In preparation for the release of An Elegant Puzzle,
I set up the page to subscribe to my newsletter on January 20th, 2019,
heavily inspired by Julia Evans’s approach.
I didn’t know anything about releasing a book, but Brie Wolfson
coached me through it, and having a newsletter to tell folks about the book seemed like a good
idea. My blog had already had an RSS feed for ~12 years at that point,
but RSS usage has steadily declined since the golden era of the 2000s.
Following Julia’s post, I set up my newsletter to run on Mailchimp,
and that has mostly worked well for me over the following six years.
(Looking at Julia’s website, it looks like she subsequently moved to Convertkit at some point.)
However, over time I kept running into issues with Mailchimp.
Those frustrations slowly mounted:
- I could not find the “welcome to this newsletter” template to change
the recommended posts. I think this might have been related to
them rewriting their UX entirely at some point, but I didn’t really
want to become a Mailchimp expert just to update this - Every time I changed jobs, someone would tell me that I needed to update the
address for contact, and each time it felt a little bit harder to find the text
field to update it - The DMARC changes were confusing to navigate
within Mailchimp. DMARC enforcement was absolutely not
Mailchimp’s fault, but configuring it with Mailchimp was
a fairly confusing process. Presumably the documentation is
much improved at this point, but wasn’t great for me at the
point I cut over - I was paying $326/month for something that was difficult to
tune to work how I wanted.
The cost has increased over time, so I wasn’t paying this much
the entire time, but back-of-envelope I paid Mailchimp
somewhere around $15,000 over six years
Every year or so I’d considered migrating off Mailchimp to something
that was more purpose-built for my needs, but never quite got around
to it. However, this year I decided to go ahead and migrate.
I did some quick research, landed on Buttondown
(whose founder I happened to overlap with at Stripe),
and the next newsletter on Wednesday will be coming from Buttondown
rather than Mailchimp.
I’m not quite sure how much I’ll end up paying Buttondown, but it’ll
be either $79 or $139/month.
The cutover was very straightforward, including getting to write a bit of
Django template syntax for the first time in a decade or so and some DNS setup.
Now the imported archive is up at archive.lethain.com,
and I’ll start sending this upcoming Wednesday. One small feature that I’ve wanted
for a long time on Mailchimp is the ability to change the format when the newsletter
has one or more than one post in it, which was a quick win on Buttondown.

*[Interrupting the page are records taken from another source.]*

PR #7719, opened 2022-11-18
Make `trailingSlash` a page/endpoint option, like `prerender`

### LINKED ISSUE #7302: trailingSlash override functionality
### Issue: Looking for a way to override trailingSlash from `always` -> `never` in a route sub-path

Is it possible to override the default configuration for 'always' or 'never' for a childless leaf node route?

If I'm not mistaken, before the August breaking changes, this was possible to override at the folder/page level with something like:
```<script context="module"> export const trailingSlash = 'never'; </script>```

Trying to export this from a `+page.server.ts` does not seem to convey to the current build.

It's nice to use always/never instead of using `ignore` to ensure all urls have a single canonical, but there are use cases where it's nice to enforce `always` as the default, and then apply `never` to childless node pages.

For example:
/topic/ - trailing slash
/topic/subtopic/ - trailing slash
/topic/subtopic/leaf-content-with-no-children - Would like to use `trailingSlash = never` for content here?

Asked on discord, was advised this was intentional but possibly worth creating an Issue to confirm this is a permanent, intentional design decision.

This would only make sense in the context of using `always` as the site-wide default, then allowing over-rides in subfolders.

The config option would need to be overridable server-side in a `+layout.server.ts` or `+page.server.ts` in a sub-folder. 

In this example, a `+page.server.ts` in `/topic/subtopic/` would be applied to flip `always` to `never` for children of `subtopic`.

Routes matching a regex like `/topic/subtopic/[slug]` would not receive a `trailingSlash`.

### Alternatives considered

Using ignore and building the enforcement manually in JS or enforce with rewriterules at the LB layer.

Definitely possible, but feels undesirable. 

### Importance

nice to have

### Additional Information

It feels like a fairly common canonicalization practice has been that folders get a trailing slash, child-most content pages do not.

If you are in a situation with a legacy site that behaves this way, you must make some tough, permanent decisions about lots of 301's if they have used a structure where **only** child-most content does not have a trailing slash.

Without a built-in method to replicate, it increases the level of difficulty to migrate existing sites. 

Again, all possible, but it would feel smoother if this was possible without adding in nginx/custom logic/etc :)

Rich-Harris:
Closes #7302. This moves `trailingSlash` configuration from `svelte.config.js` and into pages. Benefits:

This doesn’t mean I have plans to meaningfully change how I’ve been newslettering for the past six years,
although I hope it’ll get a bit more interesting in 2026 versus the prior two years,
as I’ve completed my book publishing goals for the 2020s,
and am excited to return to writing more widely about stuff I’m working
on!
There’s only so many years of sharing draft chapters before it starts to feel a bit stale.
As a final thought, two years ago I think folks would have been confused by
my decision to not move to Substack, just like six years ago they would have
been confused by my decision not to move to Medium.
The answer here is easy for me: my goals remain consistent ownership of my work, on domains I control.
If I was writing to directly build a business, I imagine both of those choices would have been much harder,
but at this point I’m surprisingly anchored to my desire to be an operator who writes,
which is where I think the most interesting writing happens.